Collected data:
◇ ◇ ◇ ◇ ◇ ◇ ◇

Issue #29, opened 2023-11-24
View pages that have above 50 comments


ChiuchiuSorin:
Integrate a hyperlink inside `Instance usage` dashboard section towards a page that will display the pages that have above 50 comments.

PR #30, opened 2023-11-24
View pages that have above 50 comments #29

ChiuchiuSorin:
Created a new function inside `InstanceUsage` class that returns a list of `XWikiDocument`. The list is then used to display in the UI.
* UI dashboard changes: 
image

* The new spam page when there are pages that go above the maximum threshold (the maximum number of comments was reduced to 2 for demonstrative purposes): 
image

* The spam page when there is no page found: 
image


oanalavinia (changes requested):
I have two questions, since I'm not sure about some aspects. Maybe @snazare can help with some input
- should this take into considerations [annotations](https://extensions.xwiki.org/xwiki/bin/view/Extension/Annotations%20Application) as well? From what I know, these are also displayed in the comments section
- would be better to have a modal that displays this info instead of a separated page? On one hand, it feels too much to navigate to another page just for this info. But on the other, we probably need to be consistent with the other statistics that will be displayed in this section (i.e. to use a modal / page for all of them) and for some of them the modal could be too little

ChiuchiuSorin:
> * should this take into considerations [annotations](https://extensions.xwiki.org/xwiki/bin/view/Extension/Annotations%20Application) as well? From what I know, these are also displayed in the comments section

Indeed, annotations are displayed into the comments section and have the same class as the comments, so personally I think it would be best to take them into consideration.

> * would be better to have a modal that displays this info instead of a separated page? On one hand, it feels too much to navigate to another page just for this info. But on the other, we probably need to be consistent with the other statistics that will be displayed in this section (i.e. to use a modal / page for all of them) and for some of them the modal could be too little

There will be other sections that require a separated page (for example the wiki view for recycle bin: https://github.com/xwikisas/application-admintools/pull/34#issuecomment-1842749170). Also, after this PR is merged, I was thinking that it would be nice to add the option for the user to give a custom input for the minimum number of comments, so after this improvement there will be more info added to the page.

ChiuchiuSorin:
Another suggestion that I have regarding on how to view the pages that are above the spam limit would be a table inside a modal like the one for the recycle bin:
image
And the user could edit the spam threshold by modifying the value in Admin Tools administration page.

snazare:
Hi @oanalavinia @ChiuchiuSorin thank you so much for the work on this! In terms of the display, I agree that the modal would be better than a dedicated page. 

In terms of annotations being included or not, I am gathering some more feedback as we may see tens of comments generated by annotations on pages where multiple people were involved in reviewing and editing. Moreover, when an annotation is deleted, the replies do not and are still visible in the comments section.

ChiuchiuSorin:
* How the modal for viewing pages above 50 comments looks like (the minimum value was reduced to 2 for testing and demonstration purposes):
image

* How the modal looks like when there are no pages above 50 comments:
image

snazare:
Hi @ChiuchiuSorin the modal looks great to me. Regarding the comments and annotations, I confirmed with the team that we should include only comments. Thank you very much!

◇ ◇ ◇ ◇ ◇ ◇ ◇

WHAT YOU WILL DO:
Copy out each record from above, exactly.

YOUR SOLUTION:
Issue #29, opened 2023-11-24
View pages that have above 50 comments


ChiuchiuSorin:
Integrate a hyperlink inside `Instance usage` dashboard section towards a page that will display the pages that have above 50 comments.

PR #30, opened 2023-11-24
View pages that have above 50 comments #29

ChiuchiuSorin:
Created a new function inside `InstanceUsage` class that returns a list of `XWikiDocument`. The list is then used to display in the UI.
* UI dashboard changes: 
image

* The new spam page when there are pages that go above the maximum threshold (the maximum number of comments was reduced to 2 for demonstrative purposes): 
image

* The spam page when there is no page found: 
image


oanalavinia (changes requested):
I have two questions, since I'm not sure about some aspects. Maybe @snazare can help with some input
- should this take into considerations [annotations](https://extensions.xwiki.org/xwiki/bin/view/Extension/Annotations%20Application) as well? From what I know, these are also displayed in the comments section
- would be better to have a modal that displays this info instead of a separated page? On one hand, it feels too much to navigate to another page just for this info. But on the other, we probably need to be consistent with the other statistics that will be displayed in this section (i.e. to use a modal / page for all of them) and for some of them the modal could be too little

ChiuchiuSorin:
> * should this take into considerations [annotations](https://extensions.xwiki.org/xwiki/bin/view/Extension/Annotations%20Application) as well? From what I know, these are also displayed in the comments section

Indeed, annotations are displayed into the comments section and have the same class as the comments, so personally I think it would be best to take them into consideration.

> * would be better to have a modal that displays this info instead of a separated page? On one hand, it feels too much to navigate to another page just for this info. But on the other, we probably need to be consistent with the other statistics that will be displayed in this section (i.e. to use a modal / page for all of them) and for some of them the modal could be too little

There will be other sections that require a separated page (for example the wiki view for recycle bin: https://github.com/xwikisas/application-admintools/pull/34#issuecomment-1842749170). Also, after this PR is merged, I was thinking that it would be nice to add the option for the user to give a custom input for the minimum number of comments, so after this improvement there will be more info added to the page.

ChiuchiuSorin:
Another suggestion that I have regarding on how to view the pages that are above the spam limit would be a table inside a modal like the one for the recycle bin:
image
And the user could edit the spam threshold by modifying the value in Admin Tools administration page.

snazare:
Hi @oanalavinia @ChiuchiuSorin thank you so much for the work on this! In terms of the display, I agree that the modal would be better than a dedicated page. 

In terms of annotations being included or not, I am gathering some more feedback as we may see tens of comments generated by annotations on pages where multiple people were involved in reviewing and editing. Moreover, when an annotation is deleted, the replies do not and are still visible in the comments section.

ChiuchiuSorin:
* How the modal for viewing pages above 50 comments looks like (the minimum value was reduced to 2 for testing and demonstration purposes):
image

* How the modal looks like when there are no pages above 50 comments:
image

snazare:
Hi @ChiuchiuSorin the modal looks great to me. Regarding the comments and annotations, I confirmed with the team that we should include only comments. Thank you very much!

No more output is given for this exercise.